**GIVEN DATA**
PR #790, opened 2021-01-07
Avoid sending the message using the kafka transport provider which is already unassigned.

vmaheshw:
Handling the callback failures in case of producer close() because of task shutdown to not pollute the logs. Moving logs to debug to be able to enable later for debugging. We can also summarize the log and print every 100 callback failure. Reducing the error logs printed multiple times in the path.


datastream-kafka/src/main/java/com/linkedin/datastream/kafka/KafkaProducerWrapper.java
```diff
@@ -296,7 +296,6 @@ void send(DatastreamTask task, ProducerRecord<K, V> producerRecord, Callback onC
           Thread.sleep(_sendFailureRetryWaitTimeMs);
         }
       } catch (Exception e) {
-        _log.error(String.format("Send failed for partition %d with an exception", producerRecord.partition()), e);
```
somandal, line 299: Is there any other log for this code path that tells us the partition and exception? Just want to make sure we'll have sufficient logs to debug issues if this occurs.

datastream-kafka/src/main/java/com/linkedin/datastream/kafka/KafkaTransportProvider.java
```diff
@@ -161,8 +173,13 @@ public void send(String destinationUri, DatastreamProducerRecord record, SendCal
         producer.send(_datastreamTask, outgoing, (metadata, exception) -> {
           int partition = metadata != null ? metadata.partition() : -1;
           if (exception != null) {
-            LOG.error("Sending a message with source checkpoint {} to topic {} partition {} for datastream task {} "
-                    + "threw an exception.", record.getCheckpoint(), topicName, partition, _datastreamTask, exception);
+            if (_isUnassigned) {
+              LOG.debug("Sending a message with source checkpoint {} to topic {} partition {} for datastream task {} "
```
somandal, line 177: The log string is the same, can you construct the string outside the if-else, and just use that variable to print?

somandal (approved):

jzakaryan (approved):
Agree with @somandal's comment on identical log message. Otherwise looks good.

PR #932, opened 2023-04-12
Minor improvements w.r.t #928 & Releasing a newer version

shrinandthakkar:
Added a new constructor of EventProducer to better handle dependencies for non MM use cases. 
***
Also releasing a newer version.
***

### DIFF
--- a/datastream-server/src/main/java/com/linkedin/datastream/server/EventProducer.java
+++ b/datastream-server/src/main/java/com/linkedin/datastream/server/EventProducer.java
@@ -10,7 +10,6 @@ import java.time.Instant;
 import java.util.ArrayList;
 import java.util.Arrays;
 import java.util.Collections;
-import java.util.HashSet;
 import java.util.List;
 import java.util.Map;
 import java.util.Optional;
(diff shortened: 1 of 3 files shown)


gradle/maven.gradle
```diff
@@ -1,5 +1,5 @@
 allprojects {
-  version = "5.2.8-SNAPSHOT"
+  version = "5.3.0"
```
jzakaryan, line 2: Keep `SNAPSHOT` in the version number. That prevents developers from accidentally publishing a version.

vmaheshw (dismissed):

datastream-server/src/main/java/com/linkedin/datastream/server/EventProducer.java
```diff
@@ -122,6 +123,20 @@ public class EventProducer implements DatastreamEventProducer {
    * @param customCheckpointing decides whether producer should use custom checkpointing or the datastream server
    *                            provided checkpointing.
    */
+  public EventProducer(DatastreamTask task, TransportProvider transportProvider, CheckpointProvider checkpointProvider,
+      Properties config, boolean customCheckpointing) {
+    this(task, transportProvider, checkpointProvider, config, customCheckpointing, (t) -> new HashSet<>());
```
jzakaryan, line 128: Nit: Consider using `Collections.emptySet()` here when initializing your empty set. This is more intentional because it creates an immutable empty set.

gradle/maven.gradle
shrinandthakkar: Although once a version is published, it could not be overridden afaik but we can keep SNAPSHOT to be on safer side.

jzakaryan (approved):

**WHAT NEEDS TO BE DONE**
Nothing should be left out when the listing is retyped exactly.

**EXERCISE SOLUTION**
PR #790, opened 2021-01-07
Avoid sending the message using the kafka transport provider which is already unassigned.

vmaheshw:
Handling the callback failures in case of producer close() because of task shutdown to not pollute the logs. Moving logs to debug to be able to enable later for debugging. We can also summarize the log and print every 100 callback failure. Reducing the error logs printed multiple times in the path.


datastream-kafka/src/main/java/com/linkedin/datastream/kafka/KafkaProducerWrapper.java
```diff
@@ -296,7 +296,6 @@ void send(DatastreamTask task, ProducerRecord<K, V> producerRecord, Callback onC
           Thread.sleep(_sendFailureRetryWaitTimeMs);
         }
       } catch (Exception e) {
-        _log.error(String.format("Send failed for partition %d with an exception", producerRecord.partition()), e);
```
somandal, line 299: Is there any other log for this code path that tells us the partition and exception? Just want to make sure we'll have sufficient logs to debug issues if this occurs.

datastream-kafka/src/main/java/com/linkedin/datastream/kafka/KafkaTransportProvider.java
```diff
@@ -161,8 +173,13 @@ public void send(String destinationUri, DatastreamProducerRecord record, SendCal
         producer.send(_datastreamTask, outgoing, (metadata, exception) -> {
           int partition = metadata != null ? metadata.partition() : -1;
           if (exception != null) {
-            LOG.error("Sending a message with source checkpoint {} to topic {} partition {} for datastream task {} "
-                    + "threw an exception.", record.getCheckpoint(), topicName, partition, _datastreamTask, exception);
+            if (_isUnassigned) {
+              LOG.debug("Sending a message with source checkpoint {} to topic {} partition {} for datastream task {} "
```
somandal, line 177: The log string is the same, can you construct the string outside the if-else, and just use that variable to print?

somandal (approved):

jzakaryan (approved):
Agree with @somandal's comment on identical log message. Otherwise looks good.

PR #932, opened 2023-04-12
Minor improvements w.r.t #928 & Releasing a newer version

shrinandthakkar:
Added a new constructor of EventProducer to better handle dependencies for non MM use cases. 
***
Also releasing a newer version.
***

### DIFF
--- a/datastream-server/src/main/java/com/linkedin/datastream/server/EventProducer.java
+++ b/datastream-server/src/main/java/com/linkedin/datastream/server/EventProducer.java
@@ -10,7 +10,6 @@ import java.time.Instant;
 import java.util.ArrayList;
 import java.util.Arrays;
 import java.util.Collections;
-import java.util.HashSet;
 import java.util.List;
 import java.util.Map;
 import java.util.Optional;
(diff shortened: 1 of 3 files shown)


gradle/maven.gradle
```diff
@@ -1,5 +1,5 @@
 allprojects {
-  version = "5.2.8-SNAPSHOT"
+  version = "5.3.0"
```
jzakaryan, line 2: Keep `SNAPSHOT` in the version number. That prevents developers from accidentally publishing a version.

vmaheshw (dismissed):

datastream-server/src/main/java/com/linkedin/datastream/server/EventProducer.java
```diff
@@ -122,6 +123,20 @@ public class EventProducer implements DatastreamEventProducer {
    * @param customCheckpointing decides whether producer should use custom checkpointing or the datastream server
    *                            provided checkpointing.
    */
+  public EventProducer(DatastreamTask task, TransportProvider transportProvider, CheckpointProvider checkpointProvider,
+      Properties config, boolean customCheckpointing) {
+    this(task, transportProvider, checkpointProvider, config, customCheckpointing, (t) -> new HashSet<>());
```
jzakaryan, line 128: Nit: Consider using `Collections.emptySet()` here when initializing your empty set. This is more intentional because it creates an immutable empty set.

gradle/maven.gradle
shrinandthakkar: Although once a version is published, it could not be overridden afaik but we can keep SNAPSHOT to be on safer side.

jzakaryan (approved):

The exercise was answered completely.